** Exercise material **
PR #1438, opened 2018-07-03
Update GitReleaseNotes

arturcic:
- Updated to latest version of GitReleaseNotes to fix the ssl issue when generating release notes
- fixed the version back to 4.0.0

### DIFF
--- a/GitVersion.yml
+++ b/GitVersion.yml
@@ -3,4 +3,6 @@ branches:
   master:
     tag: beta
 ignore:
-  sha: []
+  sha: 
+    - 0e77e2e16a136a1cd0f0474fe5710f617d508d81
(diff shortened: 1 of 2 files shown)


gep13:
@arturcic thank you for taking the time to update this.  Let's get this merged, and see if it helps with the error that was occurring.

gep13:
@arturcic so, I don't "think" the failed build is unexpected, as I think it still expecting that the path to the releasenotes is present, which it isn't when the releasenotes are being created.

I will try to take the current build for a spin later to see if I can get that part to work.  Unless someone gets to it before me.

gep13:
@arturcic looks like the build number is correctly working now, so thanks for making that change!

arturcic:
I guess we just need to check if **build** folder exists and create it if not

** Task prompt **
Throughout the material above, report each line holding the word "when".

** Your solution **
- Updated to latest version of GitReleaseNotes to fix the ssl issue when generating release notes
@arturcic so, I don't "think" the failed build is unexpected, as I think it still expecting that the path to the releasenotes is present, which it isn't when the releasenotes are being created.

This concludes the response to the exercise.